On 10/25/24 05:50, Philo Lu wrote:
On 2024/10/24 23:01, Paolo Abeni wrote:
On 10/18/24 13:45, Philo Lu wrote:
[...]
+/* In hash4, rehash can also happen in connect(), where hash4_cnt keeps unchanged. */
+static void udp4_rehash4(struct udp_table *udptable, struct sock *sk, u16 newhash4)
+{
+ struct udp_hslot *hslot4, *nhslot4;
+
+ hslot4 = udp_hashslot4(udptable, udp_sk(sk)->udp_lrpa_hash);
+ nhslot4 = udp_hashslot4(udptable, newhash4);
+ udp_sk(sk)->udp_lrpa_hash = newhash4;
+
+ if (hslot4 != nhslot4) {
+ spin_lock_bh(&hslot4->lock);
+ hlist_del_init_rcu(&udp_sk(sk)->udp_lrpa_node);
+ hslot4->count--;
+ spin_unlock_bh(&hslot4->lock);
+
+ synchronize_rcu();
This deserve a comment explaining why it's needed. I had to dig in past
revision to understand it.
Got it. And a short explanation here (see [1] for detail):
Here, we move a node from a hlist to another new one, i.e., update
node->next from the old hlist to the new hlist. For readers traversing
the old hlist, if we update node->next just when readers move onto the
moved node, then the readers also move to the new hlist. This is unexpected.
Reader(lookup) Writer(rehash)
----------------- ---------------
1. rcu_read_lock()
2. pos = sk;
3. hlist_del_init_rcu(sk, old_slot)
4. hlist_add_head_rcu(sk, new_slot)
5. pos = pos->next; <=
6. rcu_read_unlock()
[1]
https://lore.kernel.org/all/0fb425e0-5482-4cdf-9dc1-3906751f8f81@xxxxxxxxxxxxxxxxx/
Thanks.
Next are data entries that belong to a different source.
PR #117, opened 2019-10-26
hide becomes markHidden

roblevintennis:
## This will require any consumers that use `hide` to refactor to use `markHidden`

**Description:**
- [Asana Task](https://app.asana.com/0/1136962714401929/1146709581895113/f)
-  hide becomes markHidden since we do not hide the thing but mark it as hidden thus do not consider when returning for values or validating fields for errors etc.

**Screenshots:**

This is a temporary page I created...but I marked buttonGroup 2 and 3 as hidden after clicking the 'Yo' button...the console.log shows that we only returned button 1 in the  form state collection

image

### DIFF
--- a/src/components/Form/Form.js
+++ b/src/components/Form/Form.js
@@ -119,9 +119,10 @@ export function Form({ children, config }) {
     }
   }
 
-  function hide(fieldName) {
+  function markHidden(fieldName) {
     const fieldConfig = config.fields[fieldName]
     setFieldsHidden(fieldName, true)
+    return true
   }
 
   // Wrapper for all fields. Essentially, this translates the field definitions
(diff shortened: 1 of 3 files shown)


src/components/Form/Form.js
```diff
@@ -119,9 +119,10 @@ export function Form({ children, config }) {
     }
   }
 
-  function hide(fieldName) {
+  function markHidden(fieldName) {
     const fieldConfig = config.fields[fieldName]
     setFieldsHidden(fieldName, true)
+    return true
```
roblevintennis: allows for chaining if needed

src/components/Form/Form.js
```diff
@@ -122,6 +122,7 @@ export function Form({ children, config }) {
   function markHidden(fieldName) {
     const fieldConfig = config.fields[fieldName]
     setFieldsHidden(fieldName, true)
+    // allows for chaining with && if needed
```
roblevintennis: 👍

PR #118, opened 2019-10-26
Prefill still requires touching fields

roblevintennis:
**Description:**
- [Asana Task](https://app.asana.com/0/1136962714401929/1146473861245233/f)
- Questions Page - Continue disabled with all inputs prefilled

Essentially, `initialValue` for a given field will now result:

1. field is considered _touched_
2. the field's validation will get called. This means the form state is a aware of the field's validity

If the initial values are valid values and all for fields are using this, the `buttonIsValid()` will return true and thus the submit button will show as enabled.

**Screenshots:**

image

** Notes: **

To verify interact with http://localhost:9008/#/Components/FormPrefilled and try manually setting the `initialValue` for the fields to invalid values and watch that the submit button gets disabled.

### DIFF
--- a/src/components/Inputs/BirthdateInput/BirthdateInput.js
+++ b/src/components/Inputs/BirthdateInput/BirthdateInput.js
@@ -1,4 +1,4 @@
-import React, { useState } from 'react'
+import React, { useState, useEffect } from 'react'
 import PropTypes from 'prop-types'
 import { TextMaskedInput } from '../TextMaskedInput'
 import createAutoCorrectedDatePipe from 'text-mask-addons/dist/createAutoCorrectedDatePipe'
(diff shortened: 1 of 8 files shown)


src/components/Inputs/BirthdateInput/BirthdateInput.js
```diff
@@ -69,6 +69,15 @@ const PrivateBirthdateInput = (props) => {
     }
   }
 
+  // Initial Value aka prefilled—are considered "touched", but must prevalidate
+  // which will in turn update the internal form state as to their validity
+  useEffect(() => {
+    if (!!formChangeHandler && initialValue) {
+      console.log('BirthdateInput useEffect -- calling doValidation')
```
roblevintennis: I'm going to leave these console.log's for now until we've validated this works in the Consumer itself (the secret project we're working on that may not be named publicly 🤣 )?

The big idea here is since we're passing in `[]` this effect should only run once on first render (as we want), and so the initial value will be considered as we require.

PR #125, opened 2019-10-30
Add aria-hidden, tests to Spacer (a11y fix)

zach-ethos:
**Description:**
- [Asana Task](https://app.asana.com/0/1128987846241693/1117917027835300)
- Ideally we do spacing in CSS. To the extent that we use HTML we should be adding aria-hidden to hide the nonsemantic tags from screen readers.
- I added this elsewhere and realized we should add it here. It's a one-liner + tests.


roblevintennis:
I'm confused, all . the tests work for me locally, but CI is failing on some `aria` stuff in the snapshots

PR #126, opened 2019-10-30
Fix lint problems (round 1)

zach-ethos:
**Description:**
- [Asana Task](https://app.asana.com/0/1136962714401929/1146342193058673)
- Earlier we had ~140 lint errors. This fixes a handful. I'm trying to break this into small PRs.
- @roblevintennis take a glance at the ternaries at the end? I think they're fine but on an earlier run I thought I saw them get mangled. (See also: https://prettier.io/docs/en/cli.html#debug-check)

### DIFF
--- a/src/components/Inputs/TextMaskedInput/TextMaskedInput.js
+++ b/src/components/Inputs/TextMaskedInput/TextMaskedInput.js
@@ -60,7 +60,7 @@ export const TextMaskedInput = (props) => {
 
   const setAllTouched = () => {
     whichSetTouched(true)
-    if (!!setFieldTouched) {
+    if (setFieldTouched) {
       setFieldTouched(true)
     }
   }
@@ -93,7 +93,7 @@ export const TextMaskedInput = (props) => {
   }
 
   const getClasses = () => {
-    return !!getError(currentError, whichTouched)
+    return getError(currentError, whichTouched)
       ? `TextMaskedInput ${styles.TextInput} ${errorStyles.Error}`
       : `TextMaskedInput ${styles.TextInput}`
   }
--- a/src/hooks/useInputValidation.js
+++ b/src/hooks/useInputValidation.js
@@ -33,18 +33,22 @@ const useInputValidation = ({
   callErrorHandlers,
   setErrorWrapper,
 }) => {
-  const setErrorWrapperInternal = setErrorWrapper ? setErrorWrapper : (value, errorValue) => {
-    if (!!formChangeHandler) {
-      formChangeHandler(value, errorValue)
-    }
-    setError(errorValue)
-  }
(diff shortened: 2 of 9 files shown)


src/components/Inputs/TextMaskedInput/TextMaskedInput.js
```diff
@@ -60,7 +60,7 @@ export const TextMaskedInput = (props) => {
 
   const setAllTouched = () => {
     whichSetTouched(true)
-    if (!!setFieldTouched) {
+    if (setFieldTouched) {
```
roblevintennis: I think we actually need this since you only get this if you hit these from Form.js unfortunately. So we need to preserve all `!!setFieldTouched` parts

src/hooks/useInputValidation.js
```diff
@@ -33,18 +33,22 @@ const useInputValidation = ({
...
+        setError(errorValue)
+      }
 
-  const callErrorHandlersInternal = callErrorHandlers ? callErrorHandlers : (value, handlerFn) => {
-    let errorMessage = validate(value)
-    errorMessage = errorMessage.length ? errorMessage : ''
-    handlerFn(value, errorMessage)
-  }
+  const callErrorHandlersInternal = callErrorHandlers
+    ? callErrorHandlers
```
roblevintennis: This doesn't seem to bad to me

src/components/Inputs/TextMaskedInput/TextMaskedInput.js
```diff
@@ -93,7 +93,7 @@ export const TextMaskedInput = (props) => {
   }
 
   const getClasses = () => {
-    return !!getError(currentError, whichTouched)
```
roblevintennis: Can we just configure eslint to allow this? I think it's a bit nuanced when this is good or bad.

src/components/Inputs/TextMaskedInput/TextMaskedInput.js
zach-ethos: I'm not sure I understand. How does the `!!` here matter?

src/components/Inputs/TextMaskedInput/TextMaskedInput.js
zach-ethos: This seems more problematic. I.e., if you were expecting a boolean later and now you don't have one. Lemme see how to disable this.

src/components/Inputs/TextMaskedInput/TextMaskedInput.js
roblevintennis: I was wrong on this. I just pulled `fix/lint-problems-i` and it's fine 👍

AFAICS the problem that such thing could cause is a lookup
failure for a socket positioned later in the same chain when a previous
entry is moved on a different slot during a concurrent lookup.
I think that could be solved the same way TCP is handling such scenario:
using hlist_null RCU list for the hash4 bucket, checking that a failed
lookup ends in the same bucket where it started and eventually
reiterating from the original bucket.
Have a look at __inet_lookup_established() for a more descriptive
reference, especially:
https://elixir.bootlin.com/linux/v6.12-rc4/source/net/ipv4/inet_hashtables.c#L528
...+
+
+/* call with sock lock */
+static void udp4_hash4(struct sock *sk)
+{
+ struct udp_hslot *hslot, *hslot2, *hslot4;
+ struct net *net = sock_net(sk);
+ struct udp_table *udptable;
+ unsigned int hash;
+
+ if (sk_unhashed(sk) || inet_sk(sk)->inet_rcv_saddr == htonl(INADDR_ANY))
+ return;
+
+ hash = udp_ehashfn(net, inet_sk(sk)->inet_rcv_saddr, inet_sk(sk)->inet_num,
+ inet_sk(sk)->inet_daddr, inet_sk(sk)->inet_dport);
+
+ udptable = net->ipv4.udp_table;
+ if (udp_hashed4(sk)) {
+ udp4_rehash4(udptable, sk, hash);
It's unclear to me how we can enter this branch. Also it's unclear why
here you don't need to call udp_hash4_inc()udp_hash4_dec, too. Why such
accounting can't be placed in udp4_rehash4()?
It's possible that a connected udp socket _re-connect_ to another remote
address. Then, because the local address is not changed, hash2 and its
hash4_cnt keep unchanged. But rehash4 need to be done.
I'll also add a comment here.
Right, UDP socket could actually connect() successfully twice in a row
without a disconnect in between...
I almost missed the point that the ipv6 implementation is planned to
land afterwards.
I'm sorry, but I think that would be problematic - i.e. if ipv4 support
will land in 6.13, but ipv6 will not make it - due to time constraints -
we will have (at least a release with inconsistent behavior between ipv4
and ipv6. I think it will be better bundle such changes together.